Zang Y, Beard R L, Chandraratna R A, Kang J X
Department of Medicine, Massachusetts General Hospital and Harvard Medical School, Boston, MA 02114, USA.
Cell Death Differ. 2001 May;8(5):477-85. doi: 10.1038/sj.cdd.4400843.

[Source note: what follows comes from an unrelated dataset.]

PR #161, opened 2021-02-24
Override config location with environment variable

ashcrow:
`KEYLIME_CONFIG` can be set to override the default config file location.

*Note*:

The novel synthetic retinoid 6-[3-(1-adamantyl)-4-hydroxyphenyl]-2-naphtalene carboxylic acid (AHPN/CD437) has been proven to be a potent inducer of apoptosis in a variety of tumor cell types. However, the mechanism of its action remains to be elucidated. Recent studies suggest that the lysosomal protease cathepsin D, when released from lysosomes to the cytosol, can initiate apoptosis. In this study, we examined whether cathepsin D and free radicals are involved in the CD437-induced apoptosis. Exposure of human leukemia HL-60 cells to CD437 resulted in rapid induction of apoptosis as indicated by caspase activation, phosphatidylserine exposure, mitochondrial alterations and morphological changes. Addition of the antioxidants alpha-tocopherol acetate effectively inhibited the CD437-induced apoptosis. Measurement of the intracellular free radicals indicated a rise in oxidative stress in CD437-treated cells, which could be attenuated by alpha-tocopherol acetate. Interestingly, pretreatment of cells with the cathepsin D inhibitor pepstatin A blocked the CD437-induced free radical formation and apoptotic effects, suggesting the involvement of cathepsin D. However, Western blotting revealed no difference in cellular quantity of any forms of cathepsin D between control cells and CD437-treated cells, whereas immunofluorescence analysis of the intracellular distribution of cathepsin D showed release of the enzyme from lysosomes to the cytosol. Labeling of lysosomes with lysosomotropic probes confirmed that CD437 could induce lysosomal leakage. The CD437-induced relocation of cathepsin D could not be prevented by alpha-tocopherol acetate, suggesting that the lysosomal leakage precedes free radical formation. Furthermore, a retinoic acid nuclear receptor (RAR) antagonist failed to block these effects of CD437, suggesting that the action of CD437 is RAR-independent. Taken together, these data suggest a novel lysosomal pathway for CD437-induced apoptosis, in which lysosomes are the primary target and cathepsin D and free radicals act as death mediators.
新型合成类视黄醇6-[3-(1-金刚烷基)-4-羟基苯基]-2-萘甲酸(AHPN/CD437)已被证明是多种肿瘤细胞类型中一种有效的凋亡诱导剂。然而,其作用机制仍有待阐明。最近的研究表明,溶酶体蛋白酶组织蛋白酶D从溶酶体释放到细胞质中时可引发凋亡。在本研究中,我们检测了组织蛋白酶D和自由基是否参与CD437诱导的凋亡。将人白血病HL-60细胞暴露于CD437导致迅速诱导凋亡,这通过半胱天冬酶激活、磷脂酰丝氨酸暴露、线粒体改变和形态变化得以表明。添加抗氧化剂醋酸α-生育酚可有效抑制CD437诱导的凋亡。细胞内自由基的测量表明,经CD437处理的细胞中氧化应激增加,而醋酸α-生育酚可使其减弱。有趣的是,用组织蛋白酶D抑制剂胃蛋白酶抑制剂A预处理细胞可阻断CD437诱导的自由基形成和凋亡效应,表明组织蛋白酶D参与其中。然而,蛋白质免疫印迹法显示对照细胞和经CD437处理的细胞之间任何形式的组织蛋白酶D的细胞数量没有差异,而组织蛋白酶D细胞内分布的免疫荧光分析显示该酶从溶酶体释放到细胞质中。用溶酶体亲和探针标记溶酶体证实CD437可诱导溶酶体渗漏。醋酸α-生育酚不能阻止CD437诱导的组织蛋白酶D重新定位,表明溶酶体渗漏先于自由基形成。此外,视黄酸核受体(RAR)拮抗剂未能阻断CD437的这些效应,表明CD437的作用不依赖于RAR。综上所述,这些数据提示了一种CD437诱导凋亡的新型溶酶体途径,其中溶酶体是主要靶点,组织蛋白酶D和自由基作为死亡介质发挥作用。